Quanto à suposta solidariedade que alguns creem justificar o copiar-colar desenfreado de tudo o que acham importante divulgar para o cluster que os lê, ela pode até aumentar a audiência em determinados momentos. Todavia, em função da Cauda Longa (Anderson), o link original quase sempre tende a ser muito mais visitado e muito mais citado – sobretudo no caso dos portais de notícias da mídia corporativa.
Muitos blogueiros-copistas consideram-se conectores (ou hubs – v. Linked de Barabási) entre a informação por eles apreendida do mainstream para leitores que não acessam os mesmos links que o blogueiro acessa regularmente quando bastaria apenas fornecer o link para o site original da notícia ou do artigo.
A prática do webcopismo também decorre da negação da agenda conservadora da mídia corporativa. O índice de verdades veiculadas pela mainstream media (MSM) costuma ser menor do que o esperado segundo as crenças de muitos blogueiros. Dessa forma, eles sugerem ou que podem tirar audiência significativa caso apropriem-se de seu conteúdo sem fornecer o link nem os devidos créditos para a matéria original publicada pelos “grandões”, ou que estão prestando um serviço essencial
Todavia, há um atributo técnico muito relevante para o retorno e para o reconhecimento da existência de um blog independente desconhecido pela maioria das pessoas: o TRACKBACK.

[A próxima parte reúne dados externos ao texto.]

PR #568, opened 2026-05-02
chore(cross-node-sync): exclude self_identity.md from rsync

liususan091219:
## Summary
- Adds `--exclude 'self_identity.md'` to the cross-node rsync flags.
- Each node now keeps its own per-node identity file (Lucy on Mac Studio, Maddy on MacBook) without overwriting the other side's during sync.

## Why
Sessions on different nodes were misidentifying themselves. Reading "I (core)" in synced memory like `reference_identities.md` is ambiguous after sync — the writing node's "I" gets read as "you" on the receiver. Today (2026-05-02) the Mac Studio session mistakenly self-identified as Maddy after reading a synced memory line written from the MacBook side. Per-node `self_identity.md` files (resolved against `hostname`) fix this, but only if sync doesn't clobber them.

## Test plan
- [x] Run `setup-rsync-sync.sh --dry-run` — confirm `--exclude self_identity.md` appears in both legs.
- [x] Run live sync from Mac Studio (this node has Lucy's `self_identity.md`). Verify MacBook's `self_identity.md` still says "You are Maddy" after sync. ✓

🤖 Generated with [Claude Code](https://claude.com/claude-code)

PR #4265, opened 2026-09-14
fix(start-cli): one core-input-watch per socket, whichever launcher started it

jsun-m:
## Problem

The AG2 Space desktop lag triage (2026-09-10) found two `core-input-watch.py` processes for one core: one started by the desktop launcher (`launch-sutando.sh`) inside the tmux monitor window, one by `start-cli.sh`'s `ensure_core_monitor`. Each polls tmux on a ~3 s loop, so the duplicate doubles that spawn traffic on a machine already short of memory.

`ensure_core_monitor` guards with `pgrep -f "core-input-watch\.py .*--socket ${TMUX_SOCKET} .*--out ${mon_out}"`. The desktop launcher passes `--out` with its own spelling of the canonical workspace, so the `--out` part of the pattern misses the tmux-window copy and a second watcher starts.

## Change

Both launchers (claude and codex) scope the guard to the socket only: `core-input-watch\.py .*--socket ${TMUX_SOCKET}( |$)`. One watcher per socket is the invariant; a watcher for a different core/socket still cannot suppress this one, which is what the original socket+out scoping was for.

Companion desktop change (the launcher side reuses a start-cli-launched watcher for the same socket instead of opening its tmux window on top of it): ag2-space/ag2space-cinny-desktop, PR linked in a follow-up comment.

## Verification

- `bash -n` on both files.
- Behavioural: with a watcher already running for `$TMUX_SOCKET` under any `--out`, `ensure_core_monitor` now returns without launching; with none, it launches as before.

https://claude.ai/code/session_0175PD1SNw92v4GDKHe5TFma


jsun-m:
Companion desktop change (launcher reuses a start-cli-launched watcher for the same socket; Rust overlay supervisor defers to an engine-launched overlay): https://github.com/ag2-space/ag2space-cinny-desktop/pull/568

bassilkhilo-ag2 (approved):
Verified independently, not just from the PR body: diffed both launchers myself. The pgrep pattern change is exactly as described — `--socket X .*--out Y` → `--socket X( |$)` in both claude/start-cli.sh and codex/start-cli.sh, byte-identical logic in both files. The `( |$)` anchor is the right guard against a socket name that's a prefix of another socket's name matching wrongly. Small, focused, matches its own stated behavioral verification. No blocking findings.

marklysze (approved):
Reviewed alongside the companion desktop PR (ag2-space/ag2space-cinny-desktop#568) as the linked comment asks.

The socket-only regex narrowing (`--socket ${TMUX_SOCKET}( |$)` replacing `--socket ${TMUX_SOCKET} .*--out ${mon_out}`) is correct and minimal -- confirmed it's the exact pattern #568's own new `launch-sutando.sh` guard matches against, so a watcher started by either launcher is now visible to the other's guard regardless of `--out` spelling. Traced both start orders (this launcher first vs. the desktop launcher first) against #568's diff directly: each direction is covered by the other side's guard, matching the "together they cover both orders" claim.

Applied identically to both the claude and codex `start-cli.sh` copies -- checked both diffs, same pattern, same reasoning in the comment.

CI green (all checks including the full test/lint suite).

Approved.

yixuan-ag2 (commented):
**COMMENT at `49adac02c6`** — the change is right and I verified the cross-repo composition independently. Not approving, for one reason about evidence class, and flagging one thing about this PR's approval state that the page actively misreports.

## The pair composes, checked against #568's diff rather than its description

Both orders are covered, and I traced them the same way @marklysze did — recording it because independent agreement on a cross-repo claim is worth more than one reading of it:

- **start-cli first:** it finds no watcher for the socket, launches one outside tmux. `launch-sutando.sh` then misses on the `monitor` window check but hits #568's new `pgrep` and reuses. One watcher.
- **desktop first:** `launch-sutando.sh` opens the monitor window. `ensure_core_monitor` then matches that process on socket alone and returns. One watcher.

The two guards use a **byte-identical** pattern — `core-input-watch\.py .*--socket ${TMUX_SOCKET}( |$)` — which is what makes the pair work.

## The thing I would want someone to own: that identity is now load-bearing and unenforced

The invariant "one watcher per socket" is expressed as the same literal regex in two repositories, with no shared owner and nothing that can test the agreement — no CI in either repo can run a branch against its sibling. Today they match exactly. Nothing keeps them matching: a later change to one spelling (say, tightening the anchor, or a socket path needing escaping) leaves the other silently un-narrowed, and the failure mode is the original bug back again — two watchers, no error, just doubled poll traffic on a machine already short of memory.

This is the duplicated-policy case the engine's own CONTRIBUTING guidance names: copies drift, and the copy nobody remembers is the one that ships the bug. Not a blocker on a two-line fix, and I am not asking you to build a cross-repo mechanism here — but the comments on both sides should probably say "this pattern is duplicated in <the other repo>; change both", so the next editor of either file is told.

## Why COMMENT rather than APPROVE

`src/agent/claude/cli/start-cli.sh` is the core launcher — every core start goes through `ensure_core_monitor`. REVIEW.md lesson 15 applies, and the Verification section is `bash -n` plus a stated behavioural expectation. Both existing reviews traced the diff carefully; neither reports having *run* it. A guard that wrongly matches means no monitor starts at all, and that failure is quiet.

What would flip me is small: one real core start with a watcher already up for that socket showing `ensure_core_monitor` returning without launching, and one with none showing it launch. That is the same bar I have held other live-path changes to this week, including ones I agreed with.

## ⚠ This PR is one counting approval short, and the page does not show that

`gating-approvals` on this head:

```
counting: bassilkhilo-ag2
⚠ approved but NOT counting (no write access): marklysze
VERDICT: SHORT by 1
```

Two approvals are visible and one moves the gate. That is worth knowing before anyone reads "2 approvals, CI green" and expects it to be mergeable — `reviewDecision` is still `REVIEW_REQUIRED` for exactly this reason, and it needs a counting approval from @john-the-dev, @keweichen, @liususan091219, @qingyun-wu, @sonichi or me.

CI is fully green at this head: 17 distinct checks, none failing, none running, 0 superseded. #568 is likewise 14/14 green and CLEAN.

— Sutando (Yixuan's agent), reviewing at `49adac02c6` on @johnm-desktop.agent's relay. I read both diffs, traced both launch orders against #568's actual diff, compared the two pgrep patterns character by character, and took the approval count from `gating-approvals` rather than the page.

john-the-dev (approved):
Approving. I read this together with the desktop half (ag2-space/ag2space-cinny-desktop#568) since the two have to agree on who owns the watcher, and they do.

**Verified the stated cause, not just the story.** The two launchers really do spell `--out` differently: this one builds `mon_out="$(sutando-config.sh workspace)/state/core-supervisor.json"`, while `launch-sutando.sh` passes `'$CANONICAL_WORKSPACE/state/core-supervisor.json'` with `CANONICAL_WORKSPACE="$ENGINE/workspace"`. Different strings for the same file, so the old pattern's `--out` clause could never match the tmux copy. That also means the duplicate wasn't only doubling the ~3 s poll — **both watchers were writing the same `core-supervisor.json`**, which is the more interesting half of the bug and worth a line in the body.

**Order-safe.** Both call sites emit `--socket X --session Y --out Z` in that order, so `--socket ${TMUX_SOCKET}( |$)` anchors on a real word boundary (the space before `--session`) in both. Checked the desktop invocation at its PR head, not just this repo's.

**Both orders covered**, as claimed: engine second → `ensure_core_monitor` pgreps socket-only and finds the tmux copy; desktop second → the new `elif` finds this one. 17/17 checks green, `license/cla` success.

**One non-blocking suggestion: scope to socket *and* session, not socket alone.**

`--session` is what actually distinguishes two cores sharing a socket, and both launchers already pass it, so the pattern

```
core-input-watch\.py .*--socket ${TMUX_SOCKET} .*--session ${SESSION}( |$)
```

fixes the reported duplicate identically while staying discriminating. It matters because `instance_registry.register()` takes `tmux_socket` and `session` as **independent optional** fields, and `runtime-api/server.py` falls back to the shared `"/tmp/sutando-tmux.sock"` when only `SUTANDO_TMUX_SESSION` is set — so "one watcher per socket" is a stricter invariant than the code guarantees, and a second core in that shape would silently get no watcher at all.

To be clear about what this is: **not a regression you are introducing.** `mon_out` comes from the host-wide workspace resolver, identical for every instance on the host, so the old `--out` clause never discriminated between cores either — it only ever discriminated between *launchers*. Widening to socket-only loses nothing that was working. I'd still take socket+session, because the comment you're adding names "a monitor for a different core/socket" as the thing being protected, and session is the field that carries that distinction.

Dependendo do código já incluído na plataforma de sistema de gestão de conteúdo desejada (CMS, Content Management System, como WordPress, Blogger, Movable Type, Drupal e outros) que permite essa funcionalidade, cada link que o blogueiro adicionar a seus posts faz um caminho de bate e volta junto ao blog referenciado: caso esse blog ofereça um espaço para comentários, o trackback deixará um comentário no respectivo post citado com um link de volta, disponível para ser clicado pelos comentadores e leitores de comentários desse blog referenciado.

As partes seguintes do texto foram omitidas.